Extracted data entries

"""

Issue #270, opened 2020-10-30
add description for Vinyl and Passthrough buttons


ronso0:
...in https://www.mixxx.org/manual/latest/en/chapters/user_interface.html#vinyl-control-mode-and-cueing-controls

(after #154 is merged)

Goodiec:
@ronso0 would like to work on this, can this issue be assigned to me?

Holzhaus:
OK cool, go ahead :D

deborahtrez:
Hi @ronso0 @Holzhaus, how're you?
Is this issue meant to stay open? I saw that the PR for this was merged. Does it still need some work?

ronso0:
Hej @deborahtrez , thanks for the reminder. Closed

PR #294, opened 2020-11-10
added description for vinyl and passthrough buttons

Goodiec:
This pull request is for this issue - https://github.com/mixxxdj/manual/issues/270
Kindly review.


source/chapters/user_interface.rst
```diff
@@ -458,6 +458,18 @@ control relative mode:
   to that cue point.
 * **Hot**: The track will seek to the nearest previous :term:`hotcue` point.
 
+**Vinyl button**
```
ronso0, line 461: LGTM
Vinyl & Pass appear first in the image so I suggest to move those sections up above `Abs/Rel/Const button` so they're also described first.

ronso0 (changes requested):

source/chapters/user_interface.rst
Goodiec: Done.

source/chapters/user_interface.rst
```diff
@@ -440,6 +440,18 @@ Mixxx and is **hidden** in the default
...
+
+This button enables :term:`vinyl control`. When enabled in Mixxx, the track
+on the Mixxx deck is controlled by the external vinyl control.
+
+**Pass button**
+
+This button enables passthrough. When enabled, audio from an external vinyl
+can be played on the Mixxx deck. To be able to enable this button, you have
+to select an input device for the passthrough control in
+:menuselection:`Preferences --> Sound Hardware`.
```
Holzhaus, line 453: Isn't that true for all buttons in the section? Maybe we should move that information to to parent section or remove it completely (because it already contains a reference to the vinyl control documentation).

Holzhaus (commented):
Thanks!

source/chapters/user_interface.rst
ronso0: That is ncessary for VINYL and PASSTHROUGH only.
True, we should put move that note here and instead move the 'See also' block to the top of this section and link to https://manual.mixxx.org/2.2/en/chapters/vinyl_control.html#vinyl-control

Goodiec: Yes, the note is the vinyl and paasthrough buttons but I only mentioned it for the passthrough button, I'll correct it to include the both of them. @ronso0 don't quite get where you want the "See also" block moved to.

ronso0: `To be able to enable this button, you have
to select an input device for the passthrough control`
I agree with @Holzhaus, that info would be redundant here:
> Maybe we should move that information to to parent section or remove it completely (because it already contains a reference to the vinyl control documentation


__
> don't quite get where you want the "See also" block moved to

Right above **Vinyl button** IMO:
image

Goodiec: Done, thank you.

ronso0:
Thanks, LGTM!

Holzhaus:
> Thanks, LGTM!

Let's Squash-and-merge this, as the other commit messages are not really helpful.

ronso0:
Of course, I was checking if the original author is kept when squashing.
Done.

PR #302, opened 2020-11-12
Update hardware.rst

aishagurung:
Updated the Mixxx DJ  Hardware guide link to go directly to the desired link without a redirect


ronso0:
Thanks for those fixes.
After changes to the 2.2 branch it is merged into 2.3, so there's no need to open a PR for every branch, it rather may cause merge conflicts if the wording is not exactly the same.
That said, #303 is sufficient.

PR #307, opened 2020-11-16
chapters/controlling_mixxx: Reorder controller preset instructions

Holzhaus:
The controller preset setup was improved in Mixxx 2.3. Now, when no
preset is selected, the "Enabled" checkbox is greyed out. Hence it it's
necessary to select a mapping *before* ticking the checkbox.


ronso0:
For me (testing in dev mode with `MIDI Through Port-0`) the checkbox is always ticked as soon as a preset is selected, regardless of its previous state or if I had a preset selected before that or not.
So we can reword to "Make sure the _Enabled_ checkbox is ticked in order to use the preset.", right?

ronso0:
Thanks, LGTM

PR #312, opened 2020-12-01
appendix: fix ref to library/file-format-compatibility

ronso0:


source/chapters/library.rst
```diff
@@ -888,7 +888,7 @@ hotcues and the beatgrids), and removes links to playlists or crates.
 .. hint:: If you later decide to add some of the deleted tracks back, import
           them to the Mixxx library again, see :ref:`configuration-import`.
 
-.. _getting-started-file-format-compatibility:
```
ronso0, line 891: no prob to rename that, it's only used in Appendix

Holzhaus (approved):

"""

*DESCRIPTION OF THE TASK:* Each entry above has to be transcribed exactly as it appears.

*EXERCISE RESULT:*
Issue #270, opened 2020-10-30
add description for Vinyl and Passthrough buttons


ronso0:
...in https://www.mixxx.org/manual/latest/en/chapters/user_interface.html#vinyl-control-mode-and-cueing-controls

(after #154 is merged)

Goodiec:
@ronso0 would like to work on this, can this issue be assigned to me?

Holzhaus:
OK cool, go ahead :D

deborahtrez:
Hi @ronso0 @Holzhaus, how're you?
Is this issue meant to stay open? I saw that the PR for this was merged. Does it still need some work?

ronso0:
Hej @deborahtrez , thanks for the reminder. Closed

PR #294, opened 2020-11-10
added description for vinyl and passthrough buttons

Goodiec:
This pull request is for this issue - https://github.com/mixxxdj/manual/issues/270
Kindly review.


source/chapters/user_interface.rst
```diff
@@ -458,6 +458,18 @@ control relative mode:
   to that cue point.
 * **Hot**: The track will seek to the nearest previous :term:`hotcue` point.
 
+**Vinyl button**
```
ronso0, line 461: LGTM
Vinyl & Pass appear first in the image so I suggest to move those sections up above `Abs/Rel/Const button` so they're also described first.

ronso0 (changes requested):

source/chapters/user_interface.rst
Goodiec: Done.

source/chapters/user_interface.rst
```diff
@@ -440,6 +440,18 @@ Mixxx and is **hidden** in the default
...
+
+This button enables :term:`vinyl control`. When enabled in Mixxx, the track
+on the Mixxx deck is controlled by the external vinyl control.
+
+**Pass button**
+
+This button enables passthrough. When enabled, audio from an external vinyl
+can be played on the Mixxx deck. To be able to enable this button, you have
+to select an input device for the passthrough control in
+:menuselection:`Preferences --> Sound Hardware`.
```
Holzhaus, line 453: Isn't that true for all buttons in the section? Maybe we should move that information to to parent section or remove it completely (because it already contains a reference to the vinyl control documentation).

Holzhaus (commented):
Thanks!

source/chapters/user_interface.rst
ronso0: That is ncessary for VINYL and PASSTHROUGH only.
True, we should put move that note here and instead move the 'See also' block to the top of this section and link to https://manual.mixxx.org/2.2/en/chapters/vinyl_control.html#vinyl-control

Goodiec: Yes, the note is the vinyl and paasthrough buttons but I only mentioned it for the passthrough button, I'll correct it to include the both of them. @ronso0 don't quite get where you want the "See also" block moved to.

ronso0: `To be able to enable this button, you have
to select an input device for the passthrough control`
I agree with @Holzhaus, that info would be redundant here:
> Maybe we should move that information to to parent section or remove it completely (because it already contains a reference to the vinyl control documentation


__
> don't quite get where you want the "See also" block moved to

Right above **Vinyl button** IMO:
image

Goodiec: Done, thank you.

ronso0:
Thanks, LGTM!

Holzhaus:
> Thanks, LGTM!

Let's Squash-and-merge this, as the other commit messages are not really helpful.

ronso0:
Of course, I was checking if the original author is kept when squashing.
Done.

PR #302, opened 2020-11-12
Update hardware.rst

aishagurung:
Updated the Mixxx DJ  Hardware guide link to go directly to the desired link without a redirect


ronso0:
Thanks for those fixes.
After changes to the 2.2 branch it is merged into 2.3, so there's no need to open a PR for every branch, it rather may cause merge conflicts if the wording is not exactly the same.
That said, #303 is sufficient.

PR #307, opened 2020-11-16
chapters/controlling_mixxx: Reorder controller preset instructions

Holzhaus:
The controller preset setup was improved in Mixxx 2.3. Now, when no
preset is selected, the "Enabled" checkbox is greyed out. Hence it it's
necessary to select a mapping *before* ticking the checkbox.


ronso0:
For me (testing in dev mode with `MIDI Through Port-0`) the checkbox is always ticked as soon as a preset is selected, regardless of its previous state or if I had a preset selected before that or not.
So we can reword to "Make sure the _Enabled_ checkbox is ticked in order to use the preset.", right?

ronso0:
Thanks, LGTM

PR #312, opened 2020-12-01
appendix: fix ref to library/file-format-compatibility

ronso0:


source/chapters/library.rst
```diff
@@ -888,7 +888,7 @@ hotcues and the beatgrids), and removes links to playlists or crates.
 .. hint:: If you later decide to add some of the deleted tracks back, import
           them to the Mixxx library again, see :ref:`configuration-import`.
 
-.. _getting-started-file-format-compatibility:
```
ronso0, line 891: no prob to rename that, it's only used in Appendix

Holzhaus (approved):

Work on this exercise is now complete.